Choosing the path to resource efficiency
Can we really have a circular economy?
Rob Holdway, co-founder and director of environmental management consultancy Giraffe
“It is still okay to be resource efficient in a linear economy. A lot of this lexicon around the circular economy, is, I think, running away with itself. Walter Stahel [influential in developing the field of sustainability] and all the performance-based models are well worth referencing and looking at, but they work in circular context and circular ways. The whole typeology of circular economy business models is that they are appropriate for different organisations.
“So I still think it is okay to say we are going to be resource-efficient and design-out waste in a linear economy, and that is still a valid thing to do – although it is not so trendy to say so. There seems to be a deterministic air that this is the panacea for solving all the world’s problems…I don’t like the deterministic language of it.”
Kieran Mayers, head of environment and technology compliance at Sony Computer Entertainment
“Pragmatically, we live in a world that has various realities we have to deal with. It is not always possible to design into a circular economy. And there are things like producer responsibility, climate change, how to get energy-efficient design and lifecycle thinking that make it complicated.
“There are solutions if you are prepared to think in these ways. But if you follow ‘design for x for a circular economy’, you can actually be sub-optimal and cause problems because you don’t consider the broader reality.”
Kirstie McIntyre, director for Hewlett Packard’s (HP) environmental responsibilities in Europe, Middle East and Africa
“Last year HP published a complete carbon footprint of our supply chain, down to Scope 3 emissions and third tier suppliers. It was one of the most comprehensive carbon footprinting exercises that has been done, and it was a first in the IT sector.
“To some extent, we looked at it and thought ‘we know that’: it showed clearly that 61% of the greenhouse gas (GHG) emissions sit with the product in use with our customers. What that tells us is that we have to continue to work on resource efficiency and must make our products increasingly energy-efficient.
“And we have done amazing things – our power supplies are now 80% more efficient than they were just five years ago. But there is much more to come.
“On the circular economy side of things, 34% of our GHG emissions sat in our supply chain – manufacturing, logistics, materials – and nearly all of it was in materials. It is materials that feed into circular economy, and that is why we are working on closing our material loops.

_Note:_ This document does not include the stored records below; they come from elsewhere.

PR #8587, opened 2026-05-06
fix(w-m): use keyset pagination in scanner and provisioner

### LINKED ISSUE #8586: worker-manager scanner & provisioner use offset-based pagination, can mark sole workers `over capacity` and double-count capacity stats
## Summary

The worker-manager has two `paginatedIterator` call sites that use **offset-based** pagination over `get_non_stopped_workers_with_launch_config_scanner`. Both can yield the same worker row twice when the underlying result set is mutated mid-scan (a row inserted with a `worker_id` that sorts before the current cursor shifts subsequent offsets by one, causing the last row of a previous page to be returned again at the start of the next page).

- `services/worker-manager/src/worker-scanner.js` — duplicate rows in `candidates` cause `#evaluatePolicies` to assign one `terminate:false,'needed'` and one `terminate:true,'over capacity'` to the same `workerId`. Both decisions get persisted; last-write-wins on the same row leaves the worker flagged for termination. The worker calls `shouldWorkerTerminate`, gets `true`, exits. Active harm.
- `services/worker-manager/src/provisioner.js` — duplicate rows are double-counted by `WorkerPoolStats.updateFromWorker`, inflating `existingCapacity` / `runningCapacity` / `requestedCapacity` / per-launch-config and per-worker-group breakdowns. Inflated stats cause `estimator.simple()` to under-provision. Silent, only visible on pools larger than the page size.

The library README already warns about this hazard (`libraries/postgres/README.md`, lines 367–370) — *"An 'offset' into a set of results that is rapidly changing size is not accurate, and can easily return the same row twice or skip a row. … Use index-based pagination in such cases."* The worker-manager code simply hasn't been migrated.

## Evidence

- Production worker `mozilla-t/pre-commit/us-central1-a/8950556086655973951`: only running worker in a `minCapacity=1` pool, peak concurrent running over 24h = 1, `decided_at=2026-05-06T17:04:12Z` with `terminate:true, reason:'over capacity'`. The algorithm cannot produce that output for a sole candidate when `targetCapacity >= 1`, so `candidates` must have contained two or more entries pointing at the same `workerId`.
- Fleet-wide: across non-stopped workers in worker-manager, `provider_data->'shouldTerminate'->>'reason'` distribution is `over capacity: 435157`, `needed: 103547`, `launch config archived: 5791`. The 4:1 over-capacity:needed ratio is dominated by single-worker pools where the duplication-driven mis-marking fires more often than legitimate over-capacity.
- The bug presents most loudly on small pools (sole-worker pools see every duplication event as a kill signal). Large pools mask it because they can absorb a misclassified candidate among many `needed` ones.

This was previously partially captured in #8473 (framing it as scanner-staleness), but the scanner is fast — fxci-level1-gcp p95 since-last-check is approximately 8 minutes, max 18 minutes. Staleness is not the cause.

matt-boris:
Offset-based pagination over the workers table could yield duplicate rows when concurrent inserts shifted the result set, causing the scanner to mis-terminate the sole running worker in minCapacity pools and the provisioner to silently under-provision large pools. Switch both to keyset pagination via new DB function 0125.

Fixes #8586

>Fixes a bug in worker-manager where the worker-scanner could incorrectly mark a running worker as `over capacity` and tell it to terminate, even when it was the sole running worker in a pool with `minCapacity >= 1`. Caused by offset-based pagination yielding duplicate rows when other workers were inserted mid-scan, leading to conflicting termination decisions for the same worker. The provisioner had the same root cause, silently over-counting `existingCapacity` on pools with more than 1000 non-stopped workers and under-provisioning them. Both call sites now use keyset pagination via a new function `get_non_stopped_workers_with_launch_config_scanner_after` in DB version 0125. The most visible symptom was excessive worker churn on small pools.


db/versions/0125.yml
```diff
@@ -0,0 +1,71 @@
...
+            case
+              when providers_filter_cond_in = '='
+                then workers.provider_id = ANY(string_to_array(providers_filter_value_in, ','))
+              when providers_filter_cond_in = '<>'
+                then workers.provider_id <> ALL(string_to_array(providers_filter_value_in, ','))
+            end
+            ) and
+          (after_worker_pool_id_in is null or
+            (workers.worker_pool_id, workers.worker_group, workers.worker_id) >
+            (after_worker_pool_id_in, after_worker_group_in, after_worker_id_in))
```
petemoore, line 79: **Generated TS types are inconsistent for the three `after_*_in` args.**

The type generator at `infrastructure/tooling/src/utils/db.js:279-282` only marks an arg nullable if `<arg> is null` appears in the function body (or the arg is `page_size_in` / `page_offset_in`). With this body, only `after_worker_pool_id_in` is null-checked explicitly, so the generated `fns.d.ts` ends up with:

```ts
   after_worker_pool_id_in: string | null,
   after_worker_group_in: string,    // not nullable
   after_worker_id_in: string        // not nullable
```

But `paginatedIterator` calls `fetch(size, after)` with `{ after_worker_pool_id_in: null, after_worker_group_in: null, after_worker_id_in: null }` for the first page (see `libraries/postgres/src/util.js:98`), which violates those types. Runtime is correct because the SQL short-circuits on the first `is null`, but the types are wrong and any positional/typed caller would be tripped up by them.

Simplest fix is to make the `is null` predicate cover all three args so the generator picks them up — runtime semantics unchanged because of short-circuit evaluation:

```
  (after_worker_pool_id_in is null or after_worker_group_in is null or after_worker_id_in is null or
    (workers.worker_pool_id, workers.worker_group, workers.worker_id) >
    (after_worker_pool_id_in, after_worker_group_in, after_worker_id_in))
```

After regenerating, all three should come out as `?: string | null`.

db/test/fns/worker_manager_test.js
```diff
@@ -765,6 +765,111 @@ suite(testing.suiteName(), function () {
...
+
+      const last1 = page1[page1.length - 1];
+      const page2 = await db.fns.get_non_stopped_workers_with_launch_config_scanner_after(
+        null, null, null, null, null, 10,
+        last1.worker_pool_id, last1.worker_group, last1.worker_id);
+
+      // Must NOT contain id3 (already returned) and must NOT contain id1
+      // (sorts before the cursor). Must contain id5 and id7.
+      const ids = page2.map(r => r.worker_id);
+      assert.deepEqual(ids, ['id5', 'id7'],
```
petemoore, line 869: Neither new test exercises `providers_filter_cond_in` / `providers_filter_value_in`, even though that's the worker-scanner's actual call path. Worth a small case that mixes the providers filter with keyset pagination — easy to do here, and would catch any regression in the WHERE clause ordering.

db/versions/0125.yml
```diff
@@ -0,0 +1,71 @@
...
+    description: |-
+      Get non-stopped workers filtered by the optional arguments, ordered by
+      `(worker_pool_id, worker_group, worker_id)`. Uses keyset pagination via
+      the `after_*_in` parameters: pass nulls to fetch the first page, then
+      pass the last row's `(worker_pool_id, worker_group, worker_id)` to fetch
+      the next page. Unlike the offset-based variant
+      `get_non_stopped_workers_with_launch_config_scanner`, this is robust to
+      concurrent inserts and deletes during a long-running scan — the cursor
+      moves strictly forward through a unique key, so each row is returned at
+      most once.
```
petemoore, line 16: Worth spelling out the keyset trade-off explicitly here: rows whose key sorts **before** the current cursor (e.g. a worker inserted with a `worker_id` lex-less than the last-yielded row) are silently skipped for the rest of the current scan. Your second test demonstrates exactly this behavior, but a future reader skimming "robust to concurrent inserts" might assume "every row that exists at any point during the scan is returned", which isn't the case. For worker-scanner / provisioner this is fine — they re-scan periodically — but documenting it prevents the next caller from being surprised.

db/versions/0125.yml
```diff
@@ -0,0 +1,71 @@
+version: 125
+description: keyset pagination variant of get_non_stopped_workers_with_launch_config_scanner to avoid duplicate or skipped rows when the result set changes during a multi-page scan
+methods:
+  get_non_stopped_workers_with_launch_config_scanner_after:
```
petemoore, line 6: Optional / follow-up: now that both production callers have moved to the `_after` variant, consider marking `get_non_stopped_workers_with_launch_config_scanner` `deprecated: true` in this version (per the pattern in 0105/0114). The two remaining callers are `db/test/fns/worker_manager_test.js:702` and `services/worker-manager/test/data_test.js:40`, both tests — they'd need to migrate to `db.deprecatedFns.*` or to the new function. Not a blocker, but signalling intent now is cheap.

petemoore (commented):
Solid fix — diagnosis is correct (offset-pagination duplicates rows under concurrent inserts) and the keyset cursor `(worker_pool_id, worker_group, worker_id)` aligns with the `workers` primary key, so it's index-supported. Reuses the existing `paginatedIterator` `indexColumns` path, which is nice.

One issue worth fixing before merge — the generated TypeScript types for the new function are inconsistent (inline). Plus a couple of small suggestions on tests and docs.

Nice touch on the test that demonstrates the "insert behind cursor" semantics — that subtlety deserves to be exercised.

petemoore (approved):
Thanks Boris, looks great!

“Not only because the world is becoming a more complicated, more difficult, more resource-constrained place. That is becoming very clear on the amount we procure: it is becoming quite difficult to get hold of stuff in the amounts that we want.”
McIntyre is working on getting the HP business units to agree on a target for recycled content, although this is difficult because, while some products already have up to 65% recycled content, others have much less.
“The challenge, certainly in the recycling sector, is that recyclers need to stop thinking that they are waste management companies – they need to start thinking that they are ‘resource’ and are commodity providers to the people like us, who want to buy the stuff.
“I think the metals industry is there: I have no idea how much recycled aluminium we use in our products, because we are just buying aluminium. But in plastics we are still maybe 20-30 years away.”